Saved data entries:
######

PR #25, opened 2020-08-05
Add man and woman queries; update percentage checker

shulijones:
Add the option to ask about "men" or "women" via hardcoded queries. Also, change the percentage checker so that it is looking at numbers, not at hardcoded headers.

Note that actually, there was a bug in the percentage checker - it was originally using the data's header row to check the query name against a hardcoded list, but we started removing the header row earlier, so it was actually looking at the first row of real data.

### DIFF
--- a/src/main/java/QueryServlet.java
+++ b/src/main/java/QueryServlet.java
@@ -37,7 +37,7 @@ public class QueryServlet extends HttpServlet {
     } else if (tablePrefix.substring(0, 1).equals("S")) {
       return "subject?get=NAME,";
     }
-    return ""; // Will throw error when query is made; should never reach this point
+    return ""; // should never reach this point
   }
 
   @Override
@@ -61,10 +61,16 @@ public class QueryServlet extends HttpServlet {
     }
 
     String dataRow = queryToDataRow.get(action).get(personType);
+    String dataTablePrefix = getDataTableString(dataRow);
+    if (dataTablePrefix.equals("")) {
+      response.sendError(
+          HttpServletResponse.SC_NOT_IMPLEMENTED, "We do not support this visualization yet.");
+    }
+
     URL fetchUrl =
         new URL(
             "https://api.census.gov/data/2018/acs/acs1/"
-                + getDataTableString(dataRow)
+                + dataTablePrefix
                 + dataRow
                 + "&for="
                 + (location.equals("state") ? "state:*" : "county:*&in=state:" + location)
--- a/src/main/java/QueryServlet.java
+++ b/src/main/java/QueryServlet.java
@@ -46,15 +46,21 @@ public class QueryServlet extends HttpServlet {
     String action = request.getParameter("action");
     String location = request.getParameter("location");
 
-    if (!queryToDataRow.containsKey(action)
-        || !queryToDataRow.get(action).containsKey(personType)) {
-      // We don't have a data table for this query
+    if (!queryToDataRow.containsKey(action)) {
+      // We don't have information on this action
       response.sendError(
-          HttpServletResponse.SC_BAD_REQUEST, "We do not support this visualization yet.");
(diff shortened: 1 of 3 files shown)


src/main/webapp/data-visualization.js
```diff
@@ -164,20 +164,17 @@ function percentToTotal(totalNumber, percentage) {
...
-      return true;
-    }
+  // percentageQueries is a list of queries that return percents and not raw data.
+  // These queries have two columns of numbers. One is a total number and one
+  // is a number between 0 and 100 (representing the percentage of the total)
+  if (headerColumn.length !== 4) {
+    return false;
   }
-  return false;
+  firstNum = Number(headerColumn[1]);
```
kyracq, line 173: missing declaration/const

shulijones: Nice catch, thanks.

src/main/java/QueryServlet.java
```diff
@@ -15,35 +15,57 @@
...
       return;
     }
 
+    String dataRow = queryToDataRow.get(action).get(personType);
     URL fetchUrl =
         new URL(
             "https://api.census.gov/data/2018/acs/acs1/"
-                + (action.equals("live") ? "profile?get=NAME,DP05_" : "spp?get=NAME,S0201_")
-                + queryToDataRow.get(action).get(personType)
+                + getDataTableString(dataRow)
```
anicr7, line 67: We shouldn't do a query when this returns "". We can respond back with an error instead.

src/main/webapp/data-visualization.js
```diff
@@ -131,13 +131,13 @@ function createDataArray(censusDataArray, isCountyQuery) {
   censusDataArray = censusDataArray.slice(1); // get rid of header row
```
otobin, line 131: Maybe I'm looking at an outdated version, but I think the bug might still be here -- when you reassign censusDataArray to censusDataArray.slice(1), you get rid of the header, so the reference to censusDataArray[0] in line 134 will actually be censusDataArray[1]. An adjustment that you could make is define another variable, censusArrayWithoutHeader = censusDataArray.slice(1) and then traverse that, so that when you reference censusDataArray later it is still the original data.

src/main/webapp/data-visualization.js
```diff
@@ -156,28 +156,26 @@ function createDataArray(censusDataArray, isCountyQuery) {
...
-  // Iterate through all the data variables in the header.
-  // Eg: ["NAME","S0201_119E","S0201_126E","state"]
-  // We need to return true
-  for (i = 1; i < headerColumn.length - 1; i++) {
-    // if the current data is in the percentage array
-    if (percentageQueries.indexOf(headerColumn[i]) > -1) {
-      return true;
-    }
+function checkPercentage(headerColumn, isCountyQuery) {
+  // percentageQueries is a list of queries that return percents and not raw data.
```
otobin, line 166: I think you can delete these comments bc they refer to an earlier version of this function

otobin, line 166: percentageQueries is no longer a variable in this function so it might be helpful to update the comment with only explanations for why percentage queries have length 5 instead of 4

src/main/webapp/data-visualization.js
shulijones: Yeah, you're definitely right that the header is still getting erased. But I realized that actually, it makes a lot of sense to look at the first row and not the header row. The header can't tell us what's a percentage and what's not, but the numbers themselves can.

src/main/webapp/data-visualization.js
shulijones: Nice catch, thanks.

src/main/java/QueryServlet.java
shulijones: Done.

PR #28, opened 2020-08-05
All states geo json

kyracq:


src/main/webapp/data-visualization.js
```diff
@@ -133,21 +132,28 @@ function createDataArray(censusDataArray, isCountyQuery) {
   const vizDataArray = [];
   // first row is headers
   const regionIndex = censusDataArray[0].indexOf('state');
-  censusDataArray = censusDataArray.splice(1); // get rid of header row
+  censusDataArray = censusDataArray.slice(1); // get rid of header row
   // Check to see if an extra calculation for percentages is needed
+  const table = initDataTable(isCountyQuery);
   if (checkPercentage(censusDataArray[0])) {
```
shulijones, line 138: I updated this a bit (checkPercentage now also takes isCountyQuery as a parameter) but I guess that'll get merged when we merge data-table

src/main/webapp/data-visualization.js
```diff
@@ -299,3 +305,47 @@ function setStyle(isCountyQuery) {
   const mapsDiv = document.getElementById('map');
   mapsDiv.style.display = 'none';
 }
+
+function initDataTable(isCountyQuery) {
```
shulijones, line 309: I left some comments on the table creation functions in data-table but I'm assuming that we can keep that over there and just merge carefully later

PR #29, opened 2020-08-06
Colors

otobin:
User is now able to change the color of both visualizations from a color input. 

Because the Google Maps API prevents the direct caching of maps, I cached the color and other necessary data produced from the fetch in localStorage and called the displayAmCharts() and displayGeoJson() again with the necessary parameters. This also allows colors to stay rather than resetting after each query.


src/main/webapp/query-control.js
```diff
@@ -17,6 +17,8 @@ function registerServiceWorker() {
 function clearPreviousResult() {
   document.getElementById('map-title').innerText = '';
   document.getElementById('data-table').innerHTML = '';
+  document.getElementById('colors').style.display = 'none';
+  document.getElementById('setColor').value = "#0000ff";
```
shulijones, line 21: How about #0071bd instead? That's the color that the buttons are

src/main/webapp/style.css
```diff
@@ -129,3 +129,7 @@ footer {
   text-align: center;
   width: 100%;
 }
+
+#colors {
+  text-align: center;
+}
```
shulijones, line 135: Taking a look through this css, we have text-align: center on almost everything. Would it be possible to just apply it to one larger thing (e.g. the root) instead? (I'm not sure if this will work or not, so might have to experiment.)

src/main/webapp/index.html
```diff
@@ -85,6 +85,10 @@ <h1>Census Viz</h1>
     <div id="result">
       <div id="map-title"></div>
       <div id="more-info"></div>
+      <div id="colors">
+        <input type="color" id="setColor" name="setColor" value="#0000ff" onchange="changeColor(this)">
+        <label for="head">Change the color of the visualization</label>
```
shulijones, line 90: I think typically, the label should go before the input, and the label's for attribute should be equal to the id of the input element (so in this case, setColor).

src/main/webapp/data-visualization.js
```diff
@@ -294,13 +301,28 @@ function setStyle(isCountyQuery) {
...
-
   const chartsDiv = document.getElementById('am-charts');
   chartsDiv.style.display = 'block';
   const mapsDiv = document.getElementById('map');
   mapsDiv.style.display = 'none';
 }
 
+// Changes the color of the current visualizations on the page. 
+function changeColor(colorParam) {
+  if (typeof map !== 'undefined') {
```
shulijones, line 312: In what situation would map be undefined? If it is, should we be throwing an error or something?

src/main/webapp/data-visualization.js
```diff
@@ -294,13 +301,28 @@ function setStyle(isCountyQuery) {
...
+      mapData.maxValue]);
+    map.data.forEach(function(feature) {
+      map.data.setStyle((feature) => {
+        return {
+          fillColor: colorScale(mapData.map[feature.j.name]).toString(),
+        };
+      });
+    });
+  }
+  displayAmChartsMap(amChartsData, globalDescription, globalGeoData, colorParam.value);
```
shulijones, line 323: I think I see why you needed to use global variables, so that you could just call the displayAmChartsMap function again without re-doing every single aspect of the visualization. 
Here's an idea: what if we did basically this, but instead of having the global variables actually define what gets visualized (which seems risky), we make them be copies? So I'm essentially imagining that we have a global cache. The cache stores only one set of objects, the ones that were most recently created in displayVisualization. Then, we could have a displayCachedAmChartsMap function, which gets the variables out of the cache and sends them to  displayAmChartsMap. 
That way, inside displayVisualization, we're not working with global variables, we can just use local ones. But when everything is settled, we save it separately globally to be re-accessed if necessary.
This is just one approach so definitely interested to hear Kyra's thoughts as well.

src/main/webapp/query-control.js
otobin: Fixed

src/main/webapp/index.html
otobin: fixed!

src/main/webapp/data-visualization.js
otobin: I haven't implemented the geoJson for state queries, so for state queries maps is undefined. Added comment to clarify this.

src/main/webapp/index.html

######

What you are asked to do:
Determine the count of lines in the data above with the string "queryToDataRow" in them, and give that count alone.

Solution:
6